Nginx passing a HTTP header through an error_page redirection

Question

tl:dr, if a request is redirected using a nginx error_page directive, how can I make sure that a custom-header is passed with this redirect.

I'm currently implementing a system where nginx authenticates against an LDAP server an acts as a reverse-proxy. It's based on this https://www.nginx.com/blog/nginx-plus-authenticate-users/ The way it works is that, it has a all encompassing server block, that sends the request to an authentication page running on another port, this sends back either a 403 or a 200 based on the contents of a cookie. If this is a 403, the user gets sent to a login page, if 200 on to their destination.

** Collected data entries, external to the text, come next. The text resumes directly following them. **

PR #21852, opened 2022-06-23
Allow FileSystemBufferFilter to be bypassed without creating a thread

ravenblackx:
Commit Message: Allow FileSystemBufferFilter to be bypassed without creating a thread
Additional Description: FileSystemBufferFilter requires that an AsyncFileManager be configured; this change makes a single exception to that rule, if the filter is configured to do nothing then the AsyncFileManager can be omitted. This allows for dynamic configuration of a FileSystemBufferFilter to not spin up an unused file-management thread.
Risk Level: Low (filter is still experimental, change only makes a previously invalid behavior valid)
Testing: Added test coverage.
Docs Changes: n/a
Release Notes: n/a


mattklein123 (approved):
Thanks!

Issue #21828, opened 2022-06-22
Header Invert Match Rule Does Not Work When Header Does Not Exist


yuhaoliu77:
*Description*:
In https://github.com/envoyproxy/envoy/blob/154a7a865c064870f500a11d2772b2ca106337ac/source/common/http/header_utility.cc#L140-L146, the code shows that when header does not exist, Envoy would ignore any header match rule.

However, when there is a invert match rule, the header match rule could still match even when the header does not exist.

PR #21859, opened 2022-06-23
Add "treat_missing_header_as_empty" API Field

yuhaoliu77:
~~For invert header match rule with any header match type other than present, and the header is not present, always consider it as a match.~~

Addingdd an API field `treat_missing_header_as_empty` for better compatibility (both backward and to other xDS clients like gRPC) and potential to expand (not restricted to `invert_match`)

Signed-off-by: Yuhao Liu <yuhaoliu@google.com>

Risk Level: Low
Testing: Unit test
Docs Changes: inline
Release Notes: inline
[Optional Fixes #Issue] #21828


source/common/http/header_utility.cc
```diff
@@ -139,7 +139,10 @@ bool HeaderUtility::matchHeaders(const HeaderMap& request_headers, const HeaderD
 
   if (!header_value.result().has_value()) {
     if (header_data.invert_match_) {
-      return header_data.header_match_type_ == HeaderMatchType::Present && header_data.present_;
+      // For invert match with any match type but present, it should be considered as a match when
+      // the header is not present
+      return header_data.header_match_type_ == HeaderMatchType::Present
+                 ? header_data.present_ : true;
```
soulxu, line 145: I guess we need runtime flag to protect this.

And it will be great to update the document to describe the behavior
https://www.envoyproxy.io/docs/envoy/latest/api-v3/config/route/v3/route_components.proto#config-route-v3-headermatcher

We can update the `invert_match_` example, to clarify this case.
```
invert_match
([bool](https://developers.google.com/protocol-buffers/docs/proto#scalar)) If specified, the match result will be inverted before checking. Defaults to false.

Examples:

The regex \d{3} does not match the value 1234, so it will match when inverted.

The range [-10,0) will match the value -1, so it will not match when inverted.
```

test/common/http/header_utility_test.cc
```diff
@@ -416,6 +417,7 @@ invert_match: true
   header_data.push_back(
       std::make_unique<HeaderUtility::HeaderData>(parseHeaderMatcherFromYaml(yaml)));
   EXPECT_TRUE(HeaderUtility::matchHeaders(matching_headers, header_data));
+  EXPECT_TRUE(HeaderUtility::matchHeaders(matching_empty_headers, header_data));
```
soulxu, line 420: Do we have same test but with `invert_match: false`?

soulxu (changes requested):
nice catch, few comments, thanks!

soulxu:
@envoyproxy/api-shepherds  in case of this API change need to be discussed, seems like this undefined behavior in the past.

bryanwux:
Please fix the format. I suggest you running the format script `./tools/code_format/check_format.py fix && ./tools/code_format/format_python_tools.sh fix` according to https://github.com/envoyproxy/envoy/blob/main/support/README.md

alyssawilk:
/wait on CI and review comments :-)

test/common/http/header_utility_test.cc
yuhaoliu77: No. Added them in the latest commit. Thank for pointing it out!

htuch:
I think this makes sense based on what was implied by the existing field comments, but I'd like to check with @markdroth @dfawley @ejona86 that the gRPC set of clients have/want the same semantics here.

soulxu:
> Yes for the last commit I ran the `./ci/run_envoy_docker.sh './ci/do_ci.sh fix_proto_format` script. Does it fix all the format issues?
> 
> Update: I think I found why the script didn't work. Let's try it again

@yuhaoliu77 It failed due to runtime flag required the a changelog https://dev.azure.com/cncf/envoy/_build/results?buildId=111549&view=logs&j=55bc2ab9-36c1-5ab8-58a6-8c258728eeff&t=33b57bf9-ef13-58c8-bc2b-f804aeb16d39&l=64

you can add changelog here https://github.com/envoyproxy/envoy/blob/main/changelogs/current.yaml

source/common/http/header_utility.cc
```diff
@@ -139,7 +139,16 @@ bool HeaderUtility::matchHeaders(const HeaderMap& request_headers, const HeaderD
 
   if (!header_value.result().has_value()) {
     if (header_data.invert_match_) {
-      return header_data.header_match_type_ == HeaderMatchType::Present && header_data.present_;
+      if (Runtime::runtimeFeatureEnabled(
+              "envoy.reloadable_features.return_match_when_invert_header_match_"
+              "and_header_is_not_present")) {
```
soulxu, line 144: maybe name it as `apply_invert_match_when_header_not_present_and_non_present_match_type`. But I'm not good at naming, just a suggestion, and we can see others' opinions here.

yuhaoliu77:
> @yuhaoliu77 It failed due to runtime flag required the a changelog https://dev.azure.com/cncf/envoy/_build/results?buildId=111549&view=logs&j=55bc2ab9-36c1-5ab8-58a6-8c258728eeff&t=33b57bf9-ef13-58c8-bc2b-f804aeb16d39&l=64
> 
> you can add changelog here https://github.com/envoyproxy/envoy/blob/main/changelogs/current.yaml

Ah, thanks for the pointer!

soulxu:
Thanks for the update! This LGTM, waiting for the maintainer and API people to feedback.

soulxu (dismissed):

changelogs/current.yaml
```diff
@@ -116,6 +116,11 @@ minor_behavior_changes:
 - area: logging
   change: |
     changed category name for access log filter extensions to ``envoy.access_loggers.extension_filters``.
+- area: http
+  change: |
+    header invert match rule will apply when the header is not present and the header match rule is not present type.
+    This behavior change can be reverted by setting runtim guard
```
alyssawilk, line 122: runtim -> runtime

also I'd be inclined to put this in the bugfix section

ejona86:
(I see Mark has replied while I wrote this. I've written this in parallel.)

Given that HeaderMatch is used in RBAC, it seems inaccurate to label this as "Risk Level: Low".

gRPC [duplicated Envoy's current behavior](https://github.com/grpc/proposal/blob/master/A41-xds-rbac.md):
> If a header is not present, HeaderMatch will not match except for present_match when present_match == invert_match. This is because HeaderMatcher.invert_match inverts the comparison operation so something like exact_match changes from an == comparison to a != comparison, and both fail to match if the header is not present.

I wouldn't make this change willy-nilly. This is the sort of thing that the expected behavior can differ per-person and even per-situation. This is a common problem with ternary logic (I'm looking at you SQL and NaN). I wasn't necessarily a fan of the current behavior, but it is conceptually consistent.

I will note that with either interpretation of invert the matcher is equally powerful as you can do a header presence check before whatever match operation. This is more about convenience and expectations.

changelogs/current.yaml
yuhaoliu77: Thank you! Fixed the changelog.

yuhaoliu77:
> I suggest the following alternative: Leave the behavior of `invert_match` as-is, but add the following new field:
> 
> ```
> // If true, a missing header will be treated as if it was present and its value is the empty string.
> bool treat_missing_as_empty = N;
> ```
> 
> I think this gives us the best of both worlds:
> 
> * If `treat_missing_as_empty` is false (the default), we continue to get the current behavior: If the header is not present, then `invert_match` is used only for the `present_match` matcher; all other matchers return false, regardless of the value of `invert_match`.
> * If `treat_missing_as_empty` is true, then we get the new behavior: We treat the header as present with value being the empty string, and then apply the matcher (regardless of type) to that value, and then we apply `invert_match` to that result.
> 
> I think the only real difference here is that if the matcher does actually match the empty string (e.g., a regex match allowing the empty string), then the matcher will match and `invert_match` will make it not match, but that may actually be a feature instead of a bug.
> 
> WDYT?

I think this is a great idea. This way we can keep the default behavior to make it backward compatible, also allows easy switching to the new behavior. So I plan to go ahead and make a change to use a feature flag called `treat_missing_header_as_empty_for_invert_match`, and make it default to disabled. WDYT?

markdroth:
> So I plan to go ahead and make a change to use a feature flag called `treat_missing_header_as_empty_for_invert_match`, and make it default to disabled. WDYT?

To be clear, I think this should be a new API field, not a runtime flag.  Note that runtime is an Envoy-specific concept; xDS clients like gRPC do not have any equivalent, but we'll presumably want this new behavior to be possible for all clients.  Also, it's important for clients to know what a control plane is instructing them to do, which means that the control plane needs a way to encode its intent in the xDS resources it sends.

Also, I think the field should not be specific to `invert_match`.  I think it should just be `treat_missing_as_empty`, and if true, it should be honored even if `invert_match` is false.  That way, it can also be used to (e.g.) use a regex match that matches against either an empty value or a specific value.

soulxu:
> > So I plan to go ahead and make a change to use a feature flag called `treat_missing_header_as_empty_for_invert_match`, and make it default to disabled. WDYT?
> 
> To be clear, I think this should be a new API field, not a runtime flag. Note that runtime is an Envoy-specific concept; xDS clients like gRPC do not have any equivalent, but we'll presumably want this new behavior to be possible for all clients. Also, it's important for clients to know what a control plane is instructing them to do, which means that the control plane needs a way to encode its intent in the xDS resources it sends.
> 

Thanks, good to learn this!

Also checks the doc of headers again:

`A match will happen if all the headers in the route are present in the request with the same values (or based on presence if the value field is not in the config).`
https://www.envoyproxy.io/docs/envoy/latest/api-v3/config/route/v3/route_components.proto#envoy-v3-api-msg-config-route-v3-routematch

It seems like the current behavior is documented if I didn't parse it wrong.

So the envoy API doc should be the truth of the source. For anything is not document or undefined in the API doc, we shouldn't use the runtime flag. We only should use runtime flag when the envoy implements a wrong behavior compared to the API doc. Did I understand that correctly?

> Also, I think the field should not be specific to `invert_match`. I think it should just be `treat_missing_as_empty`, and if true, it should be honored even if `invert_match` is false. That way, it can also be used to (e.g.) use a regex match that matches against either an empty value or a specific value.

For both `treat_missing_as_empty` and `present_match` are true, I guess it will consider the header always present, right?

yuhaoliu77:
> For both `treat_missing_as_empty` and `present_match` are true, I guess it will consider the header always present, right?

This is a good point. If we strictly follow the definition of `treat_missing_as_empty`, any header would be present so it is always a `present_match`? Thoughts on the preference here?

yuhaoliu77:
I just committed a version that strictly follows the description of "treat_missing_header_as_empty", which means the header will always be considered as "present" when this option is set to true. Let me know your thoughts and we can change the behavior if needed.

api/envoy/config/route/v3/route_components.proto
```diff
@@ -2247,6 +2247,21 @@ message HeaderMatcher {
...
+  // Examples:
+  //
+  // * The header match rule specified header "header1" to range match of [0,
+  //   10], and invert_match is set to true; The "header1" header is not present.
+  //   The empty header does not match the range, so it will match when
+  //   inverted.
+  // * The header match rule specified header "header2" to a string regex match
+  //   ``^$`` which means an empty string; The "header2" header is not present.
+  //   The match rule will treat the "header2" header as an empty header so it
+  //   will match.
```
soulxu, line 2263: We better to clarify the current behavior (as `treat_missing_header_as_empty` = false) too.

soulxu (commented):
LGTM, only a comment about the doc.

soulxu:
Good to have @markdroth help to ensure the API again.

alyssawilk:
cc @htuch for API pass
/retest

api/envoy/config/route/v3/route_components.proto
```diff
@@ -2247,6 +2247,21 @@ message HeaderMatcher {
...
   // * The range [-10,0) will match the value -1, so it will not match when inverted.
   bool invert_match = 8;
+
+  // If specified, for any header match rule, if the header match rule specified header
+  // does not exist, this header value will be treated as empty. Defaults to false.
+  //
+  // Examples:
+  //
+  // * The header match rule specified header "header1" to range match of [0,
+  //   10], and invert_match is set to true; The "header1" header is not present.
```
htuch, line 2257: Nit: RST link to `invert_match`

api/envoy/config/route/v3/route_components.proto
```diff
@@ -2247,6 +2247,21 @@ message HeaderMatcher {
...
+  //   The empty header does not match the range, so it will match when
+  //   inverted.
```
htuch, line 2259: It would be useful to point out how this behaves in both the invert and non-inverted case when `treat_missing_header_as_empy` is missing. It's pretty subtle for the reader to infer.

htuch (commented):
API looks good, just a couple of docs nits.

htuch:
@markdroth can you take a look from gRPC side and LGTM if this makes sense?

api/envoy/config/route/v3/route_components.proto
yuhaoliu77: Thanks! Added more API doc to include the false case

api/envoy/config/route/v3/route_components.proto
yuhaoliu77: Added the link to invert_match.

api/envoy/config/route/v3/route_components.proto
yuhaoliu77: PTAL at the new doc to see if it is good to go. Thankyou!

alyssawilk (commented):
Looks good from a code perspective.  Please do add a release note referencing the new field and you're good to go from my end!
/wait

markdroth:
/lgtm api

Thanks, this looks great!

alyssawilk (dismissed):
LGTM, ci willing :-)

htuch (commented):
/lgtm api

htuch (approved):
/lgtm api

Issue #21490, opened 2022-05-27
GrpcJsonTranscoder returns 200 with an empty body when the gRPC message is too deep


bmonnahan:
*Title*: GrpcJsonTranscoder returns 200 with an empty body when the gRPC message is too deep 

*Description*:

Actual: We have response messages with a recursive structure which can lead to deep objects.  Above 64 levels the json transcoder doesn't successfully convert the message to json. Instead it returns an empty body with a 200 HTTP status. Nothing shows up in the logs even with trace logging turned on.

The example nginx conf is here:

location / {
    auth_request /auth-proxy;

    # redirect 401 to login form
    error_page 401 =200 /login;

    proxy_pass http://backend/;
}

location /login {
    proxy_pass http://backend/login;
    # Login service returns a redirect to the original URI
    # and sets the cookie for the ldap-auth daemon
    proxy_set_header X-Target $request_uri;
}

location = /auth-proxy {
    internal;

    # The ldap-auth daemon listens on port 8888, as set
    # in nginx-ldap-auth-daemon.py.
    # Change the IP address if the daemon is not running on
    # the same host as NGINX/NGINX Plus.
    proxy_pass http://127.0.0.1:8888;
}

The problem is, I've made an alteration that makes the authentication part time out and return a 403 code, regardless of whether the cookie is valid or not. However I want to let the user know this has happened on the login page, so the python authentication code sets X-authenticationfail header with the error value in it.

I've checked this works by using curl to send a timed out cookie to the authentication code, and read the header back. However this header has disappeared when the login python code is called. I think this is due to nginx not forwarding it. I've tried to include the lines "proxy_set_header X-authenticationfail $http_x_authenticationfail;", "add_header X-authenticationfail "test" always;" before the error_page directive, but this has no effect. I've also tried "proxy_pass_header X-authenticationfail" in the same location but this also failed.

The server block has "underscores_in_headers on" set, and "proxy_pass_request_headers on" set. In the login block, placing "proxy_set_header X-authenticationfail "testvalue";" got the value to the login python code and from there back to the browser.

Thanks for getting this far!

Answer 1

From your description, the task is to preserve a header from the auth_request response in one location and then pass this header to the next upstream in another location.

A header from any response can be reached with $sent_http_<header name> variable within the location from which the request is made. The problem here is that Nginx is very memory efficient. If you somehow manage to escape a location, that is, make an internal redirect, Nginx decides that you are about to make another request, serve a static file or do something else. So any data from the previous request is now considered irrelevant and is dismissed in order to free some memory. In other words, $sent_http_<header name> variables are attached to a location and they stop working as soon as you leave that location.

However, there is a way to preserve some of these variables by making another reference to the area of memory holding the value of interest. This is possible, because, as was noted earlier, Nginx is memory efficient. If you assign a variable with the value of another varialbe, the web server will not copy the value of the source variable unless it is really necessary. Instead it will set the internal pointer of the new variable with the address in memory, where the value of the source variable is kept.

So if you assign a new variable with the value of $sent_http_<header name>, there will be two references to the area of memory where the response header is stored. And your new variable will keep this area of memory from being wiped, because, unlike most of the built-in variables which work only within a specific location, user-defined variables are attached to the server context.

So in order to solve your problem you will need to define a new variable and assign it with the value of $sent_http_x_authenticationfail.

The first obvious choice would be to use the set directive for that. However it will not work, because set is called at a very early stage of the request processing, before any request is sent and any response is recieved.

Luckily, there is a special directive in Nginx, that allows exactly that — assigning a new variable with the results of auth_request. And this directive is auth_request_set. Combining it with proxy_set_header you will get what you want:

location / {
    auth_request /auth-proxy;

    # Step 1: force Nginx to preserve the response header
    auth_request_set $falure_reason $sent_http_x_authenticationfail;

    error_page 401 =200 /login;
    proxy_pass http://backend/;
}

location /login {
    proxy_pass http://backend/login;
    proxy_set_header X-Target $request_uri;

    # Step 2: pass the preserved header value to the next upstream
    proxy_set_header X-Authenticationfail $sent_http_x_authenticationfail;
}

location = /auth-proxy {
    internal;
    proxy_pass http://127.0.0.1:8888;
}

Note that since both $falure_reason and $sent_http_x_authenticationfail now point to the same area of memory, you can use any of these variables in your login location with the same result.